Wen Qi soupira. Ce n'était pas qu'il blâmait Wen Cheng. Le choix de ce projet par Wen Cheng était louable. Au moins, il ne s'était pas trompé. La technologie holographique serait sans aucun doute un indicateur clé du marché du jeu vidéo de demain. Le problème était de savoir comment la rentabiliser et comment gérer l'investissement.

Wen Qi n'avait pas l'intention de les distribuer gratuitement.

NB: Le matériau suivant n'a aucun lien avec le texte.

PR #2588, opened 2026-09-11
feat(template_builtin): add proof-taking account methods

sdbondi:
Groundwork for the wave-3 proof-scope change (boundary checks, Radix-style), shipped ahead of it so call sites can migrate before the protocol flips.

## Why

A resource's withdraw and deposit rules are evaluated in the frame that touches the vault — for an account, the account's own frame (`impl.rs` `check_resource_access_rules`, reached from `VaultAction::Withdraw`, `Deposit` and all three `CreateProof*`). That frame carries the transaction's signer badge and nothing else of its own, so a rule naming another badge is satisfied only by handing that badge in, and a `Proof` argument is how a badge reaches a frame.

Today a top-level caller's workspace proofs are copied into the callee's frame, so the account picks up a badge proof without being given one. Wave 3 removes that copy. These methods are the explicit route that survives it.

## What

A `_with_auth` variant of each affected method, taking the proof that authorizes the rule for the duration of the call:

- `withdraw_with_auth`, `withdraw_all_with_auth`
- `withdraw_non_fungible_with_auth`, `withdraw_many_non_fungibles_with_auth`
- `withdraw_confidential_with_auth`
- `deposit_with_auth`
- `create_proof_for_resource_with_auth`, `create_proof_by_non_fungible_ids_with_auth`, `create_proof_by_amount_with_auth`

The proof remains the caller's — neither consumed nor dropped, so the caller's `DropAllProofsInWorkspace` still accounts for it.

Not included: `join_confidential` and `pay_fee`/`pay_fee_stealth`. The first composes from the two variants above; the second moves TARI, whose withdraw rule is `AllowAll`.

## Honest limitation

**These methods are inert under the current scope model.** With the proof on the workspace, the plain method already succeeds — verified by stripping the `authorize_with` out of `withdraw_with_auth` and watching the test still pass. They become load-bearing only when wave 3 stops frames inheriting the caller's proofs.

So the test pins what is provable now: the methods exist, accept a proof, and drive a badge-restricted withdraw/deposit/create-proof end to end; and the same withdraw with no proof anywhere fails with `AccessDenied`.

## Compatibility

Additive. No existing signature changes, so every current manifest and SDK call site is unaffected, and no wallet needs updating — `ResourceAccessRules::new()` sets `withdraw`/`deposit` to `AllowAll` and TARI uses those defaults, so nothing wallets move today is badge-restricted.

The builtin account binary changes, so validators and indexers roll together; the template address is the `[0u8; 32]` constant and no substate moves.

## Tests

`access_rules.rs::the_account_takes_a_badge_restricted_resource_when_handed_the_badge` — a resource whose withdraw *and* deposit rules both name a badge, exercised through `withdraw_with_auth`, `deposit_with_auth` and `create_proof_by_amount_with_auth`, with the no-proof withdraw as the negative control.

`cargo nextest run -p tari_engine`: 423 passed, 0 failed. `cargo lints clippy -p tari_engine --all-targets` clean.

### DIFF
--- a/crates/engine/tests/access_rules.rs
+++ b/crates/engine/tests/access_rules.rs
@@ -675,6 +675,115 @@ mod resource_access_rules {
         );
     }
 
+    /// A resource's withdraw and deposit rules are evaluated in the account's own frame, and a `Proof` argument
+    /// is how a badge reaches a frame. The account holds the transaction's signer badge and nothing else of its
+    /// own, so a rule naming some other badge is satisfied only by handing that badge in.
+    #[test]
+    fn the_account_takes_a_badge_restricted_resource_when_handed_the_badge() {
+        let mut test = TemplateTest::new(CRATE_PATH, ["tests/templates/access_rules"]);
+
+        let (owner_proof, _, owner_key) = test.create_owner_proof();
+        let (user_account, user_proof, user_key) = test.create_empty_account();
+
+        let access_rules_template = test.get_template_address("AccessRulesTest");
+
+        let result = test.execute_expect_success(
+            Transaction::builder_localnet(Epoch(1))
+                .call_function(access_rules_template, "using_resource_rules", args![])
+                .build_and_seal(&owner_key),
+            vec![owner_proof.clone()],
+        );
+
+        let access_rules_component = result.finalize.execution_results[0]
+            .decode::<ComponentAddress>()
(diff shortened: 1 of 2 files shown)


sdbondi (commented):
Reviewed

PR #2589, opened 2026-09-11
fix(engine)!: validate template modules before instantiating them

sdbondi:
Wave 2 of the engine audit: the WASM loader and the windows around a template call. Closes C8, H2, H4, L7, L8, I1 and I2 from the audit report.

## Validate before instantiating

`finalize_loaded_module` instantiated an untrusted module first and validated it afterwards, and the legacy ABI path read a template definition out of the instance's linear memory through a guest-controlled `_ABI_TEMPLATE_DEF` global. Both are on the `PublishTemplate` path, so an attacker chose what got parsed.

The ABI now comes only from the `tari_tdef` custom section (before it fell back on _ABI_TEMPLATE_DEF for compat reasons) — part of the module, no instance and no guest memory involved — and the exports are checked off `wasmer::Module` before `Instance::new`. The legacy embedding is dropped from the loader and from the static extractor used by the wallet daemon.

**Compatibility:** every binary the current `#[template]` macro produces carries the section, and all four builtin templates do (checked). A template published before the macro emitted the section would no longer load — `tari_tdef` has been shipping long enough that this is not expected to affect anything live, testnet included.

## Start sections

A start function runs on every instantiation — at publish validation and on every call — unmetered and outside any invocation. Templates have no use for one; modules declaring one are rejected.

## Table limits (C8)

`LimitingTunables` clamped linear memory and passed table types through untouched. `VMTable::grow` bounds a grow only by the table's declared maximum, which rustc's wasm32 output leaves unset, so `table.grow` with a delta of `0xFFFFFFFF` asked the host for tens of gigabytes at a cost of two metering points. Tables are now given a maximum and validated against `WASM_LIMITS.max_table_elements` (16384, well above `max_functions`).

## Unbilled windows (H2)

The engine drives three pieces of template code per call: `tari_alloc` to stage the `CallInfo`, the template function, and `tari_free` on the returned pointer. Only the middle one was metered — the allocator ran on the compile-time per-call ceiling and its consumption was discarded, and the free ran after the call had already been charged. The metering window now spans all three. The window in which a template may call the engine is unchanged, and an out-of-gas in either allocator call is reported against whatever authorized the compute.

## Bounds on what comes back (H4, L7, L8, I1, I2)

- The value a template returns is capped at `max_call_size`, like the arguments passed in.
- `tari_debug` is capped at `max_log_size_bytes`, budgeted per instance, and goes through `log` instead of `eprintln!`.
- `tari_debug` and `on_panic` are answered only during an invocation, so neither can be driven from `tari_alloc` — a template could otherwise plant a panic message for the next call that traps.
- `on_panic`'s length goes through `u32::try_from`.
- An operator the metering table does not price costs 1000 rather than 1, so a wasmer bump cannot silently make a new operator nearly free.

## Cache

`ENGINE_FINGERPRINT` v4 → v5: compiled artifacts change.

## Tests

`crates/engine/tests/wasm_loader.rs` builds each case as a hand-written WAT module — the macro cannot express a start section, an oversized table or a malformed ABI section. Thirteen tests: the rejection paths above, plus three that execute a hand-written template (a `table.grow` past the cap refuses instead of allocating, an oversized return value is rejected, and points spent in `tari_alloc` reach `wasm_execution_points`). The `buggy` template's ABI moves to a hand-written `tari_tdef` section. Three seeds added for the fuzz target that covers `validate_code`.

`cargo nextest run -p tari_engine`: 436 passed.

https://claude.ai/code/session_01PQL5pB4JHzijVcc3BZRc62


sdbondi (commented):
_Posted by Claude._

Read every changed file at `3324e63` against `development`, traced the new checks into wasmer/wasmparser, and verified the ABI-section claims against the committed binaries. **No blocking findings** — the ordering is right (`load_template_def_from_custom_section` → `validate_template_abi_version` → `validate_functions` → `validate_module_exports` → `Instance::new`), `reject_start_section` is reached on the publish path via `validate_code` → `load_template_from_code`, and the metered-window rework does not move charging: `record_wasm_execution` still runs before the outcome is inspected, and the new `Err` arm returns after it.

Things I checked that hold up:

- **Compatibility claim.** All four `crates/template_builtin/compiled/*.wasm` carry `tari_tdef` and none carry `_ABI_TEMPLATE_DEF`; `crates/template_macros/src/template/template_def.rs:96` emits only the section, so no current-macro output depends on the deleted path.
- **Unpriced-operator fallback.** Spot-checked the enabled `Features` set against `cost_function` — sign-extension, sat-trunc, bulk-memory, reference-types and table ops are all named, so `_ => 1_000` (`metering.rs:511`) is genuinely unreachable today and changes no existing template's gas.
- **Window invariant.** `run_metered` has no early return between `enter_template_invocation` and `exit_template_invocation`, and a refusal recorded from the `CallInfo` `tari_alloc` is still drained by `take_refused_engine_call` before the outcome match.
- **Table cap.** `(table 1 funcref)` → adjusted max 16384 → `VMTable::grow` refuses. `validate_table` rejects both an over-limit declared maximum and an over-limit minimum, which the test covers both ways.

## Non-blocking

1. **The table cap is per-table, and a module may declare 100 of them.** `limiting_tunable.rs:85` bounds each table independently; wasmparser's `MAX_WASM_TABLES` is 100, so a module can declare 100 tables of 16384 `funcref`s and force ~13–26 MB of host `Vec` at every instantiation — including publish validation — against a 2 MiB linear-memory ceiling. That is a far smaller lever than the unbounded `table.grow` this closes, but it leaves tables as the largest per-instance allocation a template controls. A table *count* limit (rustc emits exactly one `__indirect_function_table`) or a total-elements budget would close it; `Tunables` sees one table at a time, so it would have to live in a module-level check rather than here.

2. **`crates/consensus_tests/fixtures/state.wasm` is now a binary the engine would reject.** It carries `_ABI_TEMPLATE_DEF` and no `tari_tdef`. `multishard_publish_template` (`crates/consensus_tests/src/consensus.rs:1550`) only survives because it mocks execution via `add_execution_at_destination`, so nothing ever calls `validate_code` on it. Worth regenerating with the current macro so the fixture isn't quietly a legacy artifact waiting to bite whoever makes that test execute for real.

3. **`ABI_TEMPLATE_DEF_GLOBAL_NAME` (`crates/template_abi/src/lib.rs:59`) has no remaining non-test referent.** The macro doesn't emit it, the loader doesn't read it, the static extractor doesn't fall back to it. Since this PR is already `!`, that's the cheap moment to delete the const and its doc block rather than leave a deprecated name pointing at a path that no longer exists.

4. **`validate_module_exports` checks the entrypoint's signature but not the allocator pair's.** `module.rs:349` now reads exports off `wasmer::Module`, which is exactly where `tari_alloc: (i32) -> i32` and `tari_free: (i32) -> ()` could be required too. As it stands a published template missing or mistyping either loads fine and fails on its first call, in `mem_alloc_func()` rather than at admission. Small, but it is the same class of check the PR is centralising.

5. **Gating `on_panic` on the invocation window also drops genuine panics from `alloc_response`.** `process.rs:524` suspends the window around the `tari_alloc` that stages an engine response, so a template whose allocator legitimately panics there now traps with no message attached — `take_last_panic_message` returns `None` and the generic `RuntimeError` is reported. That is the correct security trade (the plant is worse than the lost diagnostic), but the doc comment on `on_panic_handler` frames the suspended window only as an attack surface; saying that a real panic raised from the response allocator is reported without its message would save the next reader the trace.

## Nits

- `debug_handler` budgets against `ENGINE_LIMITS.max_logs` (`environment.rs:80`), the same constant that bounds transaction logs. The doc comment explains why debug output is budgeted separately from the transaction's logs, then spends the transaction's log constant to do it — a `max_debug_messages` of its own would make each limit independently tunable and say what it means.
- `wasm_loader.rs:44` puts the return blob at offset 16 and `wasm_loader.rs:323` puts the oversized one at 1048, both just outside the fixed region `tari_alloc` hands out at 1024. The relationship is load-bearing for the test and only the second one says so.

sdbondi (commented):
_Posted by Claude._

Re-reviewed at `378d9a3`. All 22 checks pass. Nothing blocks; I can't submit an approval on your own PR, so this stands in for one.

Verified each change against the previous head:

- **Table count (`module.rs:398`, `limits.rs:16`).** `max_tables: 4` read off the table section's declared count, which is the right place — imported tables can't exist here, since only the three `env` functions resolve at instantiation. Paired with the per-table element cap this bounds a module's table storage at ~65k elements, and `rustc`'s wasm32 output declares one.
- **Allocator signatures (`module.rs:355`, `module.rs:387`).** `tari_alloc: (i32) -> i32` and `tari_free: (i32) -> ()` match `WasmAllocFn`/`WasmFreeFn`, so the admission check and the call-time lookup agree. Checked for compatibility: every committed binary — the four builtins, `compute_bench`, and all seven `buggy` variants — exports both under those names. The `no_template_def` and `unexpected_export_function` variants still fail earlier (missing section, unexpected export), so those assertions keep testing what they name.
- **`max_debug_messages: 256`.** Separate constant, and the `allow_debug_message` doc no longer explains a separation it then didn't make.
- **`ABI_TEMPLATE_DEF_GLOBAL_NAME`** gone, and `TEMPLATE_DEF_CUSTOM_SECTION`'s doc no longer describes the global as a parallel embedding.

«Voici ce que je vais faire

: je vous donne une semaine pour préparer un rapport détaillé et un plan d’investissement. Si je le juge satisfaisant, j’investirai 300 millions.»

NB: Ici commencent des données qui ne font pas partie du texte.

PR #2590, opened 2026-09-11
fix(consensus): anchor the whole proposal at the state anchor

sdbondi:
## Problem

When a leader fills a timeout gap with a dummy chain, the candidate extends from the **justify block**, not from the highest seen block. The dummies are empty blocks carrying the justify block's `accumulated_data` and state forward (see `calculate_last_dummy_block`), so the candidate's parent chain runs back through them to the justify block and never through a locally stored fork above the high QC.

`accumulated_data`, the substate store, the pending state tree diff lookup and propose-time foreign proposal processing already followed that anchor. The **proposal batch**, the transaction pool query, foreign proposal *selection* (`get_all_new`), the change set and command generation still read at the highest seen block.

That block is an orphan the candidate abandons. Its pool records carry stages and decisions no replica reproduces, so the leader can skip a transaction that is still pending on the chain it is actually building, or emit a command for a stage the candidate's ancestors never reached.

## Change

`state_anchor_leaf` — the justify block when `dummy_block.is_some()`, the extended leaf otherwise — now drives all of it. `start_of_chain_block` survives only as the non-dummy arm of that conditional, so this is a **strict no-op when `dummy_block.is_none()`**.

This is distinct from #2574, which moved one argument: foreign proposal *processing*. This moves *selection* and command generation. #2574 changed how records resolve; this changes which transactions get proposed.

## Scope

Like #2573 and #2574, this is **proposer-side only**:

- replica evaluation is untouched,
- no block format or hash input moves,
- the only blocks whose content changes are ones no honest replica votes for.

## Test

`crates/consensus_tests/src/dummy_fill_anchor.rs` withholds the first command-bearing proposal from one of three committee members. The block is stored and evaluated by the rest of the committee — so it is the highest seen block — but two of three votes are one short of quorum, so it never gathers a QC and the pacemaker fills its height with a dummy. The proposal built on that dummy must repeat the orphan's command.

Verified to fail on `development` with only `on_propose.rs` reverted:

```
assertion `left == right` failed: proposal on the dummy chain must repeat the orphan's command.
  left: None
 right: Some("LocalPrepare(fe1ea88a…, Commit)")
```

Without the change, the post-dummy proposal carries no command for the transaction at all — the batch was selected against the orphan, where the record already looked handled.

- `cargo test -p consensus_tests` — 68 passed, 0 failed.
- `cargo lints clippy -p tari_consensus --all-targets` / `-p consensus_tests --all-targets` — clean.

### DIFF
--- a/crates/consensus/src/hotstuff/on_propose.rs
+++ b/crates/consensus/src/hotstuff/on_propose.rs
@@ -302,7 +302,7 @@ where TConsensusSpec: ConsensusSpec
     /// Returns Ok(None) if the command cannot be sequenced yet due to lock conflicts.
     fn transaction_pool_record_to_command<TTx: StateStoreReadTransaction>(
         &self,
-        start_of_chain_id: &LeafBlock,
+        state_anchor: &LeafBlock,
         locked_epoch: &LockedEpoch,
         pool_tx: TransactionPoolRecord,
         local_committee_info: &CommitteeInfo,
@@ -313,7 +313,7 @@ where TConsensusSpec: ConsensusSpec
     ) -> Result<Option<Command>, HotStuffError> {
         match pool_tx.current_stage() {
             TransactionPoolStage::New => self.prepare_transaction(
-                start_of_chain_id,
+                state_anchor,
                 locked_epoch,
                 pool_tx,
                 local_committee_info,
@@ -325,7 +325,7 @@ where TConsensusSpec: ConsensusSpec
             // Leader thinks all foreign PREPARE pledges have been received (condition for LocalPrepared stage to be
             // ready)
             TransactionPoolStage::LocalPrepared => self.local_accept_transaction(
-                start_of_chain_id,
+                state_anchor,
                 local_committee_info,
                 change_set,
                 pool_tx,
@@ -336,7 +336,7 @@ where TConsensusSpec: ConsensusSpec
             // Leader thinks that all foreign ACCEPT pledges have been received and, we are ready to accept the result
             // (COMMIT/ABORT)
             TransactionPoolStage::LocalAccepted => {
-                self.accept_transaction(start_of_chain_id, &pool_tx, local_committee_info, substate_store)
+                self.accept_transaction(state_anchor, &pool_tx, local_committee_info, substate_store)
             },
             // Not reachable as there is nothing to propose for these stages. To confirm that all local nodes
             // agreed with the Accept, more (possibly empty) blocks with QCs will be
@@ -369,7 +369,6 @@ where TConsensusSpec: ConsensusSpec
     ) -> Result<NextBlock, HotStuffError> {
         let high_qc_id = high_qc_certificate.calculate_id();
         let justify_block = Block::get_justified_block(tx, &high_qc_certificate, epoch)?;
-        let start_of_chain_block = highest_seen_block;
         let parent_block = dummy_block.unwrap_or_else(|| highest_seen_block.as_leaf());
         let highest_seen_block = Block::get(tx, highest_seen_block.block_id())?;
         let is_end_of_epoch_in_chain = highest_seen_block.is_epoch_end_proposed_in_chain(tx)?;
@@ -383,8 +382,8 @@ where TConsensusSpec: ConsensusSpec
         };
 
         let mut total_leader_fee = 0u64;
-        // The block the candidate extends from, and therefore the point every part of this proposal is read
-        // at. When filling a timeout gap with a dummy chain that is justify_block, not the highest seen block:
+        // The block the candidate extends from, and the point at which every speculative state and pool read
+        // for this proposal is taken. When filling a timeout gap with a dummy chain that is justify_block:
         // the dummies are empty blocks carrying justify_block's accumulated_data and state forward (see
         // `calculate_last_dummy_block`), so the candidate's parent chain runs back through them to
         // justify_block and never through a locally-stored fork above the high QC. A validator recomputes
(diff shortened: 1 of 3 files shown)


sdbondi (commented):
_Posted by Claude._

No blocking findings. Verified the premise rather than taking the description's word for it.

## Verified sound

- `transaction_pool_get_many_ready` (`crates/state_store_rocksdb/src/reader.rs:1299`) reads the base pool record and overlays `transaction_pool_state_update` rows along `get_pending_chain_ordered(block_id)`. Passing the orphan therefore merges updates written by blocks the candidate's parent chain does not contain — exactly the "stage no replica reproduces" failure the PR describes. `justify_block` is the correct anchor, and the dummies contribute no updates, so nothing is lost by stopping there.
- `foreign_proposals_get_all_new` (`reader.rs:576`) uses `get_pending_chain_with_commands_between(block_id)` to skip proposals already proposed in the chain. Same reasoning: the orphan's `ProposedInBlockIndex` entries are not on the candidate's chain, so selection at the orphan silently drops a foreign proposal the candidate is entitled to carry.
- Both readers assert `blocks_exists(block_id)`, so the dummy leaf could not have been passed even if it were the "true" parent — `justify_block` is the only valid stored anchor. Good.
- `transaction_pool_record_to_command` → `prepare` → `fetch_execution` → `BlockTransactionExecution::get_pending_for_block` is another chain-scoped lookup, now consistent with the substate store and change set built on the same leaf (`on_propose.rs:411`, `:436`, `:568`).
- `ProposedBlockChangeSet::new(state_anchor_leaf)` and the command generation now agree with `process_foreign_block`'s anchor from #2574; previously the change set and the foreign-proposal processing disagreed under a dummy fill.
- The no-op claim holds: `state_anchor_leaf` reduces to `start_of_chain_block.as_leaf()` when `dummy_block.is_none()`, which is the old `start_of_chain_block` in every moved call site. Nothing else in `build_next_block` changed.
- Header epoch hash (`on_propose.rs:685`) is validated against the replica's own `epoch_state.epoch_hash()` (`validations/common.rs:75`), not against the parent, so leaving it at `highest_seen_block` is not an anchor divergence.
- Test quorum arithmetic checks out: `max_failures = (3-1)/3 = 0`, so quorum is 3 of 3 and two votes genuinely cannot certify the withheld block (`common_types/src/committee.rs:256`).

## Non-blocking

1. `on_propose.rs:405-409` — `accumulated_data` repeats the `dummy_block.is_some()` conditional instead of deriving from `state_anchor_leaf`. Two conditionals that must always agree is exactly the coupling this PR is removing everywhere else. Since `justify_block` is already in scope and `highest_seen_block` is the non-dummy anchor, this could read off the same branch (or the anchor could carry the header) so a future edit cannot desync them.

2. `on_propose.rs:503-505` — `locked_epoch` is built from `highest_seen_block.epoch()`, but the replica computes `block.to_locked_epoch()` from the candidate (`on_ready_to_vote_on_local_block.rs:569`, `block.rs:373`), i.e. from the `epoch` argument. The `epoch_hash` component matches by construction (the header takes it from `highest_seen_block` too), but `epoch` can differ from `highest_seen_block.epoch()` across a boundary. Pre-existing and out of scope, but the comment at `:395` asserts "every read for the candidate follows this anchor", which this and `is_end_of_epoch_in_chain` / `is_epoch_end()` at `:374-382` do not. Either narrow the claim or move them.

3. `on_propose.rs:374-382` — `is_end_of_epoch_in_chain` and `is_epoch_end()` are still read at the orphan. The effect is conservative (commands suppressed, no fork risk) and self-correcting once the candidate becomes the highest seen block, so not a bug — but it is the one remaining read that contradicts the new comment.

4. `dummy_fill_anchor.rs:169-176` — the test only catches the bug when the leader at the orphan's height + 1 is one of the two validators that *saw* the orphan. If that leader is the starved validator, its `highest_seen_block` is already the justify block, `state_anchor_leaf` is a no-op, and the assertion passes on unfixed code. You verified it fails on `development`, so the harness lands on the catching case today, but the selection is sensitive to which height first carries the command. Asserting on the proposer of `post_dummy` (or skipping to the first post-dummy block proposed by a non-starved validator) would make the regression coverage independent of that.

## Nits

- `on_propose.rs:372` — `start_of_chain_block` is now a single-use alias for `highest_seen_block`, read only at `:402`. It exists to capture the value before the shadowing at `:374`; worth either inlining or renaming to say that, since the name no longer describes anything the code does.
- `on_propose.rs:305` — `transaction_pool_record_to_command`'s parameter is still `start_of_chain_id` while its only caller now passes `state_anchor_leaf`. Same for `prepare_transaction`'s `parent_block` at `:774`, which is not the parent under a dummy fill.
- `on_propose.rs:396-398` — the comment enumerates the six reads that follow the anchor. That list will rot on the next read added; the invariant ("every read for the candidate is taken at this block") carries the same weight without the roll call.
- `consensus_tests/src/lib.rs:13-14` — duplicated `#[cfg(test)]` above `mod last_voted_persistence`. Pre-existing, adjacent to your hunk, trivial to drop while you are here.

sdbondi (commented):
_Posted by Claude._

Re-reviewed `296490d3d` against each earlier finding. All four non-blocking items and all four nits are addressed; nothing new blocks.

**Re-verified, not taken on faith:**

- (1) `accumulated_data` now derives from the same `state_anchor` binding as `state_anchor_leaf` (`on_propose.rs:394-402`), so the two can no longer desync. The no-op claim still holds after the refactor: the non-dummy arm changed from `HighestSeenBlock::as_leaf` to `Block::as_leaf`, and those build the same `LeafBlock` from the same four fields (`last_seen_block.rs:60`, `block_header.rs:426`) — `HighestSeenBlock` is persisted from `Block::as_highest_seen` (`block.rs:310`), so `block_id`/`height`/`epoch`/`shard_group` are identical by construction.
- (3) The epoch-boundary reads are now documented as deliberately at `highest_seen_block` rather than claimed to follow the anchor.
- (4) The test now resolves each dummy extension's proposer through the epoch manager and skips the starved validator (`dummy_fill_anchor.rs:187-210`), so the regression coverage no longer depends on which validator happens to lead the height after the orphan. `get_validator_node_by_public_key(Epoch, RistrettoPublicKeyBytes)` matches `epoch_manager/src/traits.rs:91` and `block.proposed_by()` returns that type. The panic message names the reason the case is unusable, which is the right failure mode — an unresolvable run is a skipped assertion, not a pass.
- Renames, the single-use alias, the comment's read enumeration, and the duplicated `#[cfg(test)]` are all gone.

**One nit on the new comment** (`on_propose.rs:394-396`): "The epoch-boundary checks above and the locked epoch below are read at `highest_seen_block` instead. They gate whether commands are proposed at all, so reading them a block early only ever suppresses commands." That justification is accurate for `is_end_of_epoch_in_chain` / `is_epoch_end()`, but `locked_epoch` does not gate anything — it is written into the pool record by `update_locked_epoch` and feeds execution. Its `epoch_hash` half is covered by the following clause, but its `epoch` half is read at `highest_seen_block.epoch()` while the replica derives it from the candidate's own header (`block.rs:373`, called at `on_ready_to_vote_on_local_block.rs:569`), i.e. from the `epoch` argument. Those are the same block today; the comment reads as if the suppression argument covers `locked_epoch` too, and it does not. Splitting the sentence — gates at `highest_seen_block` because reading early only suppresses; `locked_epoch` there because the header takes its epoch hash from the same block — would say what is actually true of each.

Holding off on a verdict until `clippy` and the three `test` shards report; everything else on this head is green so far.

sdbondi (commented):
Makes sense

Les yeux de Wen Cheng s'écarquillèrent. Il avait seulement voulu que Frère Qi investisse des dizaines de millions, mais le grand patron était bel et bien un grand patron

; sa vision était différente de la leur.

Mais cela ne montre-t-il pas indirectement que Frère Qi est toujours très optimiste quant à ce projet

? Si ce projet aboutit, la retraite ne sera plus très loin

!

En y réfléchissant, Wen Cheng accepta sans hésiter.

Il était presque 21 heures quand nous sommes rentrés. Mes parents dormaient déjà. Tante Li leur a ouvert la porte. En réalité, ils s'étaient tous couchés tôt, et tante Li aussi, car elle devait préparer le petit-déjeuner le lendemain matin. Elle irait tôt au marché pour acheter les ingrédients.

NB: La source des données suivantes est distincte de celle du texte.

PR #2591, opened 2026-09-11
fix(engine)!: bind the write-mode chokepoint, substate size and event size

sdbondi:
Engine audit wave 4, first of four. Three limits the engine documents but does not enforce on every path. Independent of the other wave-4 PRs.

## Write-mode chokepoint

`check_write_allowed` is documented as *the* single chokepoint for `FrameWriteMode`, but only `write_lock_substate` and `new_substate` called it. Five sites took a write lock without it — `validate_and_spend_stealth_utxos` and `spend_confidential_outputs` through `store.try_lock`, and the NFT lock in `burn_bucket`, the vault lock in `drop_proof` and `withdraw_fees_from_pool_up_to` through the private `lock_substate`.

The check now lives in a `try_lock` helper that every lock passes through, so the mode binds on the lock flag rather than on which helper a caller reached for.

**This is defence in depth, not a live exploit.** I went looking for a reachable path and did not find one: `stealth_transfer` is reachable only from the instruction processor, and the confidential-spend and burn paths need a bucket or a vault write lock that a `ReadOnly` or `OwnComponent` frame is already refused. The point is that the invariant is now structural — the next site to take a write lock gets the check for free instead of having to remember it.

Wen Cheng, comprenant le dur labeur de tante Li, lui conseilla de se reposer tôt et lui suggéra de préparer elle-même quelque chose de simple.

Tante Li s'était habituée depuis longtemps à la simplicité de Wen Cheng ces derniers temps, alors elle se frotta les yeux et le laissa tranquille. Cependant, elle demanda tout de même la permission au jeune maître aîné avant de partir.

Wen Qi hocha la tête : « Tante Li, vous devriez vous reposer d'abord. Nous allons juste prendre quelque chose à manger. »

Tante Li, enfin soulagée, retourna dans sa chambre pour dormir.

Wen Cheng noua habilement son propre tablier, un petit modèle à motifs floraux orné d'une énorme figurine de lapin brodée sur la poitrine – un mélange de mauvais goût, de laideur et d'enfantin. Le jour où il l'avait reçu, il avait eu envie de le jeter, trouvant le tablier à carreaux bleus que tante Li lui avait offert bien moins joli.

En conséquence, Wen Yin lui a montré son historique d'achats sur le site officiel.

Les pupilles de Wen Cheng se dilatèrent sous le choc. Cette horreur coûte 30

000

! Pourquoi ne pas la voler

?

Wen Yin a également déclaré que sa famille n'avait pas besoin de ces articles, et que tante Li était encore moins disposée à porter des vêtements aussi chers pour le travail. Si Wen Cheng n'en voulait pas, il faudrait s'en débarrasser.

Wen Cheng, obsédée par l'argent, ne put que supporter l'humiliation et porter les vêtements, se répétant chaque jour « 30 000 yuans, 30 000 yuans », et finit par s'habituer au vilain lapin tatoué sur sa poitrine.

Le dîner de Wen Cheng était très simple. Il restait du bouillon de poulet de la veille au réfrigérateur. Le bouillon de tante Li, égoutté, était léger et savoureux grâce à la fraîcheur du poulet, ce qui en faisait une base parfaite. Elle prépara ensuite trois portions de nouilles, blanchit quelques légumes verts, fit frire deux œufs mollets, mit trois tranches de jambon dans le bol de Qi Ge et se servit le reste.

Deux bols de soupe de nouilles au poulet sont prêts.

Wen Qi regarda le bol de Wen Cheng, qui était manifestement une tasse plus grande que la sienne et rempli de tranches de jambon, avec une expression complexe.